-- Goal of the exercise --
Write down exactly the lines of the records below, beginning with the first and ending with the line that includes "I did it just".

Input: Begin

PR #425, opened 2015-02-04
Moved global var $WT_SESSION as public static to Globals class

WorkingDevel:
To get rid off global variables it is maybe as a first step to move the global variables to a class as public static class variable.
Advantage:
* no 'global' declaration in functions needed (less chance to forget)
* easier to locate via search
* PhpStorm can give code completion and propose globals on class
Disadvantage:
* more to write `Globals::$WT_SESSION` instead of `$WT_SESSION`.

I did it just for the `$WT_SESSION` the other could follow if proposal is accepted.

@fisharebest What do you think?

### DIFF
--- a/action.php
+++ b/action.php
@@ -18,12 +18,6 @@ namespace Webtrees;
 
 use Zend_Session;
 
-/**
- * Defined in session.php
- *
- * @global Zend_Session $WT_SESSION
- */
-
 define('WT_SCRIPT_NAME', 'action.php');
 require './includes/session.php';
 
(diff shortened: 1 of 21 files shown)


fisharebest:
> What do you think?

Many of the global variables are used in horrible ways. (e.g. read and write the same variable in many different contexts).

I am untangling them slowly.  The new `@global` annotations are temporary, to help me do this.  (PhpStorm can use them for code-completion).

Many are attributes of a tree `$tree->getPreference(...)`.  Since genealogy objects always belong to a tree, we can access them via  `$individual->tree()->getPreference()`.  This will help us fix a decade-old bug that affects privacy calculations when you display individuals from more than one tree on the same page.  Using a static/global class for this wouldn't help this problem.

Many others are attributes of a theme.  These were originally set as globals in `theme.php`, and are now (temporarily) available in a theme::getParameter() function.

This leaves a small number of truly global objects - session, request, response.  The long-term plan is to move to a "proper" PHP framework.  Probably something symfony-based (such as laravel?).  Definitely not Zend.    So, the solution for these is likely to be to use the symfony foundation class objects for these.

fisharebest:
The session handler/global has been replaced by a class (which has the same interface as the laravel session handler).

PR #445, opened 2015-02-20
Remove global variable usage and other chart work

ddrury:
Removed global variables from charts and chart related functions (either pass variable as a parameter or obtain from controller)

Most charts - remove unused or broken parameters from forms, remove unused variables from controllers

Pedigree chart remove chart and canvas css offset and remove most (but not all) embedded 'magic numbers'


fisharebest:
Thanks for this!

makitso:
Dave,  just a FYI, your latest change has impacted the printing of the pedigree chart.

ddrury:
How are you printing it? Any particular browser?

makitso:
I am using FF on Ubuntu and doing a preview.

You need to remove the top from the @media print

     #pedigree_chart {
         left: -40px;
         top:  -260px;
     }

ddrury:
Good catch - missed that one

PR #465, opened 2015-03-07
Further pedigree chart work

ddrury:
Moved all positioning logic into the controller. Now the only elements that are absolutely positioned are the node containers. Simplified the line drawing logic in javascript by using sosa triples (ie child + parents)  and using the node location as the base for calculating the point positions.

This has no impact on Meliza's requirements

### DIFF
--- a/app/Controller/PedigreeController.php
+++ b/app/Controller/PedigreeController.php
@@ -41,14 +41,20 @@ class PedigreeController extends ChartController {
 	/** @var integer Number of generation to display */
 	public $generations;
 
-	/** @var array are there ancestors for people byond the extent of the chart */
-	public $ancestors = array();
+	/** @var array data pertaining to each chart node */
+	public $nodes = array();
 
 	/** @var integer Number of nodes in the chart */
 	public $treesize;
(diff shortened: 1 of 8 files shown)


fisharebest:
1) Instead of creating new global functions `get_menu()` and `gotoPreviousGen()`, would these be better as functions within the controller?

2) Do we need to create the global JS variable `WT_PEDIGREE_CHART`.  Can we use just `(function() {...})();`

ddrury:
Re you queries below

1. I wanted too but thought as they generated output they shouldn't go 
in the controller (I'll get the hang of this MVC stuff one day).

2. I think this was one of my changes but not recently - The original 
intention was to have it as an instantiated object with parameters 
passed into it, but it never worked out like that.

I'll make the changes and push then up.


Regards
David

fisharebest:
@ddrury - The "pedigre map" chart (in the google maps module) uses the PedigreeController->ancestors array - which no longer exists.

Can you take a look?

ddrury:
Oops, Ok

Regards
David

PR #468, opened 2015-03-09
Bug fix

ddrury:


ddrury:
Actually hang fire on this - I think using the pedigree controller is not the right thing to do here!

PR #469, opened 2015-03-09
Bug fix

ddrury:
Changed use of PedigreeController to ChartController as the sosaAncestors method is all that is needed


fisharebest:
Thanks!

PR #477, opened 2015-03-13
Fix English typos

vytux-com:


fisharebest:
For changes like this, it is also necessary to modify all the `msgid` entries in the `*.po` files.

Otherwise, the existing translations will be lost.

I'll do this...

vytux-com:
I normally would have done that... but I wasn't sure worth the new translation system :-)

PR #482, opened 2015-03-14
Dutch language file updated.

JustCarmen:


fisharebest:
Hi Carmen.  Have you seen the new translation server http://translate.webtrees.net

As well as editing on line, you can also upload/download .PO files.

I have added these updates using the new service.

JustCarmen:
I missed it, but I've registered now. But I don't see a way to upload translations. Only a download button is available.

fisharebest:
untitled

JustCarmen:
Found it. Thanks.

Art4:
@fisharebest Will it be possible to add translation through pull requests too or only via weblate?

fisharebest:
> Will it be possible to add translation through pull requests too or only via weblate?

Yes - but I would prefer people to use weblate.

If weblate sees that there have been changes made externally, it will re-import all the .PO files.
This is very slow.  It takes 45-60 minutes, and uses 100% CPU on the server.

The only time we **must** change the .PO files is when we make corrections to the English text.  For example, I am changing all the "%d" to "%s", so that we can correctly translate languages that do not use digits 0123456789.

If I did not do this, we would lose the existing translations.

PR #483, opened 2015-03-14
Fix duplicate translation

vytux-com:
It also seems that weblate does not support (or is not configured for) single line translations as we used to prefer....

### DIFF
--- a/language/af.po
+++ b/language/af.po
@@ -199,13 +199,6 @@ msgid_plural "%s logged-in users"
 msgstr[0] ""
 msgstr[1] ""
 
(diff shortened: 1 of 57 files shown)


fisharebest:
If I had read my emails in the reverse order, I would have seen this PR before I made the exact same updates...

fisharebest:
> It also seems that weblate does not support (or is not configured for) single line translations as we used to prefer....

I have installed a pre-commit hook which should do this.

It is a problem, because it prevents us from making trivial corrections (e.g. spelling, punctuation) in the English text.

It also causes simple changes to have effects on many lines, which increases the size of the repository.

PR #493, opened 2015-03-18
Javascript error in autocomplete function - TypeError: $ is not a functi...

JustCarmen:
...on

### DIFF
--- a/assets/js-1.7.0/webtrees.js
+++ b/assets/js-1.7.0/webtrees.js
@@ -1170,8 +1170,8 @@ function autocomplete(selector) {
 	}
 
 	jQuery(selector).each(function() {
-		var type = $(this).data("autocomplete-type"); // What type of field
-		var ged  = $(this).data("autocomplete-ged"); // Which family tree
+		var type = jQuery(this).data("autocomplete-type"); // What type of field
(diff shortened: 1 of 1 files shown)


fisharebest:
A long time ago (in PhpGedView), there were two libraries which both used `$()`.

To fix these conflicts, I changed all the jQuery calls to use the long version, `jQuery()`.

Now, we only have jQuery, and there should be no conflicts.  Hence both `$()` and `jQuery()` should work equally.

I am happy to accept this pull-request (for consistency), but I am curious to learn why it is not working.  Do you have another jQuery library in your module?

JustCarmen:
Only in the colors or clouds theme I get the javascript error "$ is not a function". Since I thought we always use jQuery in stead of $ and changing $ in jQuery did solve the problem, I didn't look any further.

But I did now and I found out that I myself had in one of my scripts an "$" in stead of "jQuery". Changing that also solves the problem. So in that case there is indeed no need to change the webtrees.js file and I can solve it within the module.

Apparently the $ in my script and the $ in webtrees.js were in conflict with each other. I recall I have run into this issue once before in a conflict with a module of someone else. So in the module environment it still is the safest to use jQuery in stead of $ and maybe that counts for the core too, but that is up to you to decide.

PR #494, opened 2015-03-19
Use fisharebest/localisation...

ddrury:
and move label outside input to allow use by assistive technologies


fisharebest:
FYI, the comment about assistive technologies is incorrect.  It was a bug in the validator, which I have since passed to the maintainer of the validation tool.

fisharebest:
PS in the admin/languages page, I use CSS columns (rather than HTML tables) for this.  It works well (on supported browsers!)

ddrury:
Do you want me to do something similar?

Regards
David

PR #496, opened 2015-03-19
function edit_language_checkboxes changed markup...

ddrury:
...from TABLE to DIV and SPAN and set CSS display properties to display as table. (didn't use CSS columns as IE only supports them from v10 onwards)


ddrury:
Withdrawn; superceded by 246069e19df9f6df62dcf3e62c23cefc3e3c6a3a

PR #499, opened 2015-03-20
Lightweight markdown and HTML editor and news module to use it

ddrury:
Herewith 2 modules: markItUp an implementation of Jay Salvats lightweight editor (see http://markitup.jaysalvat.com/home/ for details) and blog, a module to demonstrate its use.

blog can replace both the FamilyTreeNews & UserJournal modules (and at a pinch the html module). It provides language selection on the Family Tree page and allows for any of the webtrees stats tags to be embedded in an item.

it is currently written to be completely self contained (but see below) and therefore is not ready for production use although the necessary changes are trivial.

When enabled it adds a languages field to the news table, bumps the NB_SCHEMA_VERSION in the site_settings table and changes the preferences format, so if removed it will be necessary to revert those changes.


vytux-com:
Shouldn't these be better as custom modules especially with the planned changes in the 1.8 version?

ddrury:
Withdrawn due to module class changes

fisharebest:
This looked interesting, but I haven't yet found time to look at it.

ddrury:
Thanks,

I'll maybe resubmit them when the module classes have stabilised

Regards
David

fisharebest:
> when the module classes have stabilised

There will be another significant change soon.

Specifically, the namespaces will change to allow PSR-4 autoloading.  Currently, webtrees can only use a classmap autoloader.

PR #519, opened 2015-03-27
Rework lifespan chart

ddrury:
* Made look and feel more like other charts
* Works for RTL languages
* Simplified chart by removing the pan/scroll arrows and replaced with scrollbars
* Removed birth and death markers and replaced with a popup showing key events when the sex-image/name/lifespan on the bar is hovered over - this also replaces the existing (non functional) code which should have placed key event markers (and a popup) along the length of the bar.
* popups use code structure found elsewhere in webtrees
* Generate bar colors on the fly using the hsla model (doesn't work for ie8 which gets pink for a girl, blue for a boy)
* For short lifespans sensibly trucate the info on the bar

Input: End

-- Task response --
PR #425, opened 2015-02-04
Moved global var $WT_SESSION as public static to Globals class

WorkingDevel:
To get rid off global variables it is maybe as a first step to move the global variables to a class as public static class variable.
Advantage:
* no 'global' declaration in functions needed (less chance to forget)
* easier to locate via search
* PhpStorm can give code completion and propose globals on class
Disadvantage:
* more to write `Globals::$WT_SESSION` instead of `$WT_SESSION`.

I did it just for the `$WT_SESSION` the other could follow if proposal is accepted.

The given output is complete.